**SOURCE DATA**
↓
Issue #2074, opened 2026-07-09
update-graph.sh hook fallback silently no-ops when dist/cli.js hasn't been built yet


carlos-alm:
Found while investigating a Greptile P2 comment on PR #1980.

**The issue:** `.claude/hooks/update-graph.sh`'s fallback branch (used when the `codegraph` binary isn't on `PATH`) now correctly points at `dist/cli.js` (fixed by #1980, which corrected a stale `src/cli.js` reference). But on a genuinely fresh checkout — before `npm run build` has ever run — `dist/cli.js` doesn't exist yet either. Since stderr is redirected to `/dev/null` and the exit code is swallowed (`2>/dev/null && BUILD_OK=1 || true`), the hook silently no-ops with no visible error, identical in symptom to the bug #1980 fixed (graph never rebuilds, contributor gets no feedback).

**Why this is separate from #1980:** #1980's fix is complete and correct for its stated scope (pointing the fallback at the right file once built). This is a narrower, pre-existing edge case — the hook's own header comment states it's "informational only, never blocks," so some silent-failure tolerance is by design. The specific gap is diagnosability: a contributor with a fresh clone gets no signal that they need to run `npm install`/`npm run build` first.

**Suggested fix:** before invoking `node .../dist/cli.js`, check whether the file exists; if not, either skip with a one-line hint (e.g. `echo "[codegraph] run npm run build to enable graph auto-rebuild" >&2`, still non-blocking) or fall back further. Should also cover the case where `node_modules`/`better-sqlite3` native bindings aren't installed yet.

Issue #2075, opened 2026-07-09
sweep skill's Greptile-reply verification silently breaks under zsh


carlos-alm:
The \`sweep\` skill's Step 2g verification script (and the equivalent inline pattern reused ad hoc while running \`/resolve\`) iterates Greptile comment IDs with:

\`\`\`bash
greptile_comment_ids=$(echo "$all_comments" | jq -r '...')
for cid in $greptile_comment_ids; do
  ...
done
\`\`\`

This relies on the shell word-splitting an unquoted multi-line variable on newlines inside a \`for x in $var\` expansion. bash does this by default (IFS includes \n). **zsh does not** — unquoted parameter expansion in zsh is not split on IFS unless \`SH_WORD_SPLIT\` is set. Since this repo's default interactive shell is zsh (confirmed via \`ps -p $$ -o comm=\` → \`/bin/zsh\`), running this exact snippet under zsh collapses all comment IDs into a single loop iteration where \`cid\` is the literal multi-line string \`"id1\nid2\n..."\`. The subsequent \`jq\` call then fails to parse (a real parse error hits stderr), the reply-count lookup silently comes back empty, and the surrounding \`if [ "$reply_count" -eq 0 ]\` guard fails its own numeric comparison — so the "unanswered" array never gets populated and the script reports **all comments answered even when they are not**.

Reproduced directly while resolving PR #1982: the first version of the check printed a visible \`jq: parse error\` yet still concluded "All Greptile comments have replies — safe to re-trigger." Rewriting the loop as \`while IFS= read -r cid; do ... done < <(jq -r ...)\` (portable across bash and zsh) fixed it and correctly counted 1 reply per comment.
↑
**WHAT NEEDS TO BE DONE**
All of the material should be set down exactly as it reads.

**RESPONSE TO THE TASK**
Issue #2074, opened 2026-07-09
update-graph.sh hook fallback silently no-ops when dist/cli.js hasn't been built yet


carlos-alm:
Found while investigating a Greptile P2 comment on PR #1980.

**The issue:** `.claude/hooks/update-graph.sh`'s fallback branch (used when the `codegraph` binary isn't on `PATH`) now correctly points at `dist/cli.js` (fixed by #1980, which corrected a stale `src/cli.js` reference). But on a genuinely fresh checkout — before `npm run build` has ever run — `dist/cli.js` doesn't exist yet either. Since stderr is redirected to `/dev/null` and the exit code is swallowed (`2>/dev/null && BUILD_OK=1 || true`), the hook silently no-ops with no visible error, identical in symptom to the bug #1980 fixed (graph never rebuilds, contributor gets no feedback).

**Why this is separate from #1980:** #1980's fix is complete and correct for its stated scope (pointing the fallback at the right file once built). This is a narrower, pre-existing edge case — the hook's own header comment states it's "informational only, never blocks," so some silent-failure tolerance is by design. The specific gap is diagnosability: a contributor with a fresh clone gets no signal that they need to run `npm install`/`npm run build` first.

**Suggested fix:** before invoking `node .../dist/cli.js`, check whether the file exists; if not, either skip with a one-line hint (e.g. `echo "[codegraph] run npm run build to enable graph auto-rebuild" >&2`, still non-blocking) or fall back further. Should also cover the case where `node_modules`/`better-sqlite3` native bindings aren't installed yet.

Issue #2075, opened 2026-07-09
sweep skill's Greptile-reply verification silently breaks under zsh


carlos-alm:
The \`sweep\` skill's Step 2g verification script (and the equivalent inline pattern reused ad hoc while running \`/resolve\`) iterates Greptile comment IDs with:

\`\`\`bash
greptile_comment_ids=$(echo "$all_comments" | jq -r '...')
for cid in $greptile_comment_ids; do
  ...
done
\`\`\`

This relies on the shell word-splitting an unquoted multi-line variable on newlines inside a \`for x in $var\` expansion. bash does this by default (IFS includes \n). **zsh does not** — unquoted parameter expansion in zsh is not split on IFS unless \`SH_WORD_SPLIT\` is set. Since this repo's default interactive shell is zsh (confirmed via \`ps -p $$ -o comm=\` → \`/bin/zsh\`), running this exact snippet under zsh collapses all comment IDs into a single loop iteration where \`cid\` is the literal multi-line string \`"id1\nid2\n..."\`. The subsequent \`jq\` call then fails to parse (a real parse error hits stderr), the reply-count lookup silently comes back empty, and the surrounding \`if [ "$reply_count" -eq 0 ]\` guard fails its own numeric comparison — so the "unanswered" array never gets populated and the script reports **all comments answered even when they are not**.

Reproduced directly while resolving PR #1982: the first version of the check printed a visible \`jq: parse error\` yet still concluded "All Greptile comments have replies — safe to re-trigger." Rewriting the loop as \`while IFS= read -r cid; do ... done < <(jq -r ...)\` (portable across bash and zsh) fixed it and correctly counted 1 reply per comment.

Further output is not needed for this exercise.